(Records shown)

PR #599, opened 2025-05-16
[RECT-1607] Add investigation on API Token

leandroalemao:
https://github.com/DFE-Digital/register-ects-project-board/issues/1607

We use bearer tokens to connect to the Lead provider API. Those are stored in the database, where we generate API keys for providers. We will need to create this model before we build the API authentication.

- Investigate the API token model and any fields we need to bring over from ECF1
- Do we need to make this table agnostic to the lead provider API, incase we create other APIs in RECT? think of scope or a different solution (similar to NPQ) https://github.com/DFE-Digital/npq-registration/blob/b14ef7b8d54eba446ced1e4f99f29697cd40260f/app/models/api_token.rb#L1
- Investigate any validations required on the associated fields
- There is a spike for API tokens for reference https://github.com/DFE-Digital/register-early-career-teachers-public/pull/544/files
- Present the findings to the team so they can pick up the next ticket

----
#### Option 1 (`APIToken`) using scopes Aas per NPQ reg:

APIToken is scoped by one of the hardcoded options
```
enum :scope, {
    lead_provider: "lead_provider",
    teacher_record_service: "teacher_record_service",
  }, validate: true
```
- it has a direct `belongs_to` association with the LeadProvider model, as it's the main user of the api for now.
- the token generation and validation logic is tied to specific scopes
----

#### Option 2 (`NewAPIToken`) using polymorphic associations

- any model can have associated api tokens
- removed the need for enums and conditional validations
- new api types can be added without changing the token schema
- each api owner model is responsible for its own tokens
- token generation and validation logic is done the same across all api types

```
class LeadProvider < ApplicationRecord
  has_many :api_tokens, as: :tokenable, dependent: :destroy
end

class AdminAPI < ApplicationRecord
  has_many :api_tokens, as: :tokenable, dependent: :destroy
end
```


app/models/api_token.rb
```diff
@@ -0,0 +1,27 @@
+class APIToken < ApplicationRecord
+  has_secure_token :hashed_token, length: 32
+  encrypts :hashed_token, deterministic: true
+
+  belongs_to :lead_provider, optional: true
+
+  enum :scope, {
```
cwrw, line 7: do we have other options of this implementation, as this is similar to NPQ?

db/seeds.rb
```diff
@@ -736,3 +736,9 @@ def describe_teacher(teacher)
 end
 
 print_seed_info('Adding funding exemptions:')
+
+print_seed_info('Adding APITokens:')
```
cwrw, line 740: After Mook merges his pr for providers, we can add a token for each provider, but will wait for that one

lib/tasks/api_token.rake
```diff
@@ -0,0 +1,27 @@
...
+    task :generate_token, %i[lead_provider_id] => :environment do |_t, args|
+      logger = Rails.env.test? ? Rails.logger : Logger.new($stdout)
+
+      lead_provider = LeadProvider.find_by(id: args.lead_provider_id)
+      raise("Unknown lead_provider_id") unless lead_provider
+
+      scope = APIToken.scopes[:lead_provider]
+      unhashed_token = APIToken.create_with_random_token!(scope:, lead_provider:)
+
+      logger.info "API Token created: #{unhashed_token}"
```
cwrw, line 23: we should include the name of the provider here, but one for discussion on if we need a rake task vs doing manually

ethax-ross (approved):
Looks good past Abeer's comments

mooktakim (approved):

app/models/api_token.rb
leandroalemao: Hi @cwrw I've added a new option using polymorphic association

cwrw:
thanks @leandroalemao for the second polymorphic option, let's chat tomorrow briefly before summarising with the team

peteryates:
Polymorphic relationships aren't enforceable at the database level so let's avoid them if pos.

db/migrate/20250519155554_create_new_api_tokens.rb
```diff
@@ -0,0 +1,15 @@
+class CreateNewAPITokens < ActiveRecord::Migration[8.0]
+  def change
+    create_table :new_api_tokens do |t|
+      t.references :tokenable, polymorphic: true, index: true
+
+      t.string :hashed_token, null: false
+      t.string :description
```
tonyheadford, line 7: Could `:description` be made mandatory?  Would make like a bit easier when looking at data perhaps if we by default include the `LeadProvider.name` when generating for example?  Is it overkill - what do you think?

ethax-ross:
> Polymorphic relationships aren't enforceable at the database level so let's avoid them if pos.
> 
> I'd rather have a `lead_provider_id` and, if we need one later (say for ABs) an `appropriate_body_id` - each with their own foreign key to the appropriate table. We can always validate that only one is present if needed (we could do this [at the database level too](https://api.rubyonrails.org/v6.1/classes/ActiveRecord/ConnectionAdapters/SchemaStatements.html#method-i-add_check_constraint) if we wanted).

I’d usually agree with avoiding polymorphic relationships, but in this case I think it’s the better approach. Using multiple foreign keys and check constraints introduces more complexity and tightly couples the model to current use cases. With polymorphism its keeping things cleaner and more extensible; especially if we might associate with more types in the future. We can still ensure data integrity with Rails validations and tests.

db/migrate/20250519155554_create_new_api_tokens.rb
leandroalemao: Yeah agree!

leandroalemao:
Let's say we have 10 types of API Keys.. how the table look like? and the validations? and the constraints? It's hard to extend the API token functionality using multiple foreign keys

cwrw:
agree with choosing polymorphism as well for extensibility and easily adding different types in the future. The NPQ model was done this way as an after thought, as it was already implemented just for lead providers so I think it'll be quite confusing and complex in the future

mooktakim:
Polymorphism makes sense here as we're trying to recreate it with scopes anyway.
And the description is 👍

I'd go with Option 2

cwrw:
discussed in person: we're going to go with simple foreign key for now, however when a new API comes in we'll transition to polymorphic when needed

(End Records shown)

> _What is being asked_
The data must be output in full, exactly as given.

> _Reply to the exercise_
PR #599, opened 2025-05-16
[RECT-1607] Add investigation on API Token

leandroalemao:
https://github.com/DFE-Digital/register-ects-project-board/issues/1607

We use bearer tokens to connect to the Lead provider API. Those are stored in the database, where we generate API keys for providers. We will need to create this model before we build the API authentication.

- Investigate the API token model and any fields we need to bring over from ECF1
- Do we need to make this table agnostic to the lead provider API, incase we create other APIs in RECT? think of scope or a different solution (similar to NPQ) https://github.com/DFE-Digital/npq-registration/blob/b14ef7b8d54eba446ced1e4f99f29697cd40260f/app/models/api_token.rb#L1
- Investigate any validations required on the associated fields
- There is a spike for API tokens for reference https://github.com/DFE-Digital/register-early-career-teachers-public/pull/544/files
- Present the findings to the team so they can pick up the next ticket

----
#### Option 1 (`APIToken`) using scopes Aas per NPQ reg:

APIToken is scoped by one of the hardcoded options
```
enum :scope, {
    lead_provider: "lead_provider",
    teacher_record_service: "teacher_record_service",
  }, validate: true
```
- it has a direct `belongs_to` association with the LeadProvider model, as it's the main user of the api for now.
- the token generation and validation logic is tied to specific scopes
----

#### Option 2 (`NewAPIToken`) using polymorphic associations

- any model can have associated api tokens
- removed the need for enums and conditional validations
- new api types can be added without changing the token schema
- each api owner model is responsible for its own tokens
- token generation and validation logic is done the same across all api types

```
class LeadProvider < ApplicationRecord
  has_many :api_tokens, as: :tokenable, dependent: :destroy
end

class AdminAPI < ApplicationRecord
  has_many :api_tokens, as: :tokenable, dependent: :destroy
end
```


app/models/api_token.rb
```diff
@@ -0,0 +1,27 @@
+class APIToken < ApplicationRecord
+  has_secure_token :hashed_token, length: 32
+  encrypts :hashed_token, deterministic: true
+
+  belongs_to :lead_provider, optional: true
+
+  enum :scope, {
```
cwrw, line 7: do we have other options of this implementation, as this is similar to NPQ?

db/seeds.rb
```diff
@@ -736,3 +736,9 @@ def describe_teacher(teacher)
 end
 
 print_seed_info('Adding funding exemptions:')
+
+print_seed_info('Adding APITokens:')
```
cwrw, line 740: After Mook merges his pr for providers, we can add a token for each provider, but will wait for that one

lib/tasks/api_token.rake
```diff
@@ -0,0 +1,27 @@
...
+    task :generate_token, %i[lead_provider_id] => :environment do |_t, args|
+      logger = Rails.env.test? ? Rails.logger : Logger.new($stdout)
+
+      lead_provider = LeadProvider.find_by(id: args.lead_provider_id)
+      raise("Unknown lead_provider_id") unless lead_provider
+
+      scope = APIToken.scopes[:lead_provider]
+      unhashed_token = APIToken.create_with_random_token!(scope:, lead_provider:)
+
+      logger.info "API Token created: #{unhashed_token}"
```
cwrw, line 23: we should include the name of the provider here, but one for discussion on if we need a rake task vs doing manually

ethax-ross (approved):
Looks good past Abeer's comments

mooktakim (approved):

app/models/api_token.rb
leandroalemao: Hi @cwrw I've added a new option using polymorphic association

cwrw:
thanks @leandroalemao for the second polymorphic option, let's chat tomorrow briefly before summarising with the team

peteryates:
Polymorphic relationships aren't enforceable at the database level so let's avoid them if pos.

db/migrate/20250519155554_create_new_api_tokens.rb
```diff
@@ -0,0 +1,15 @@
+class CreateNewAPITokens < ActiveRecord::Migration[8.0]
+  def change
+    create_table :new_api_tokens do |t|
+      t.references :tokenable, polymorphic: true, index: true
+
+      t.string :hashed_token, null: false
+      t.string :description
```
tonyheadford, line 7: Could `:description` be made mandatory?  Would make like a bit easier when looking at data perhaps if we by default include the `LeadProvider.name` when generating for example?  Is it overkill - what do you think?

ethax-ross:
> Polymorphic relationships aren't enforceable at the database level so let's avoid them if pos.
> 
> I'd rather have a `lead_provider_id` and, if we need one later (say for ABs) an `appropriate_body_id` - each with their own foreign key to the appropriate table. We can always validate that only one is present if needed (we could do this [at the database level too](https://api.rubyonrails.org/v6.1/classes/ActiveRecord/ConnectionAdapters/SchemaStatements.html#method-i-add_check_constraint) if we wanted).

I’d usually agree with avoiding polymorphic relationships, but in this case I think it’s the better approach. Using multiple foreign keys and check constraints introduces more complexity and tightly couples the model to current use cases. With polymorphism its keeping things cleaner and more extensible; especially if we might associate with more types in the future. We can still ensure data integrity with Rails validations and tests.

db/migrate/20250519155554_create_new_api_tokens.rb
leandroalemao: Yeah agree!

leandroalemao:
Let's say we have 10 types of API Keys.. how the table look like? and the validations? and the constraints? It's hard to extend the API token functionality using multiple foreign keys

cwrw:
agree with choosing polymorphism as well for extensibility and easily adding different types in the future. The NPQ model was done this way as an after thought, as it was already implemented just for lead providers so I think it'll be quite confusing and complex in the future

mooktakim:
Polymorphism makes sense here as we're trying to recreate it with scopes anyway.
And the description is 👍

I'd go with Option 2

cwrw:
discussed in person: we're going to go with simple foreign key for now, however when a new API comes in we'll transition to polymorphic when needed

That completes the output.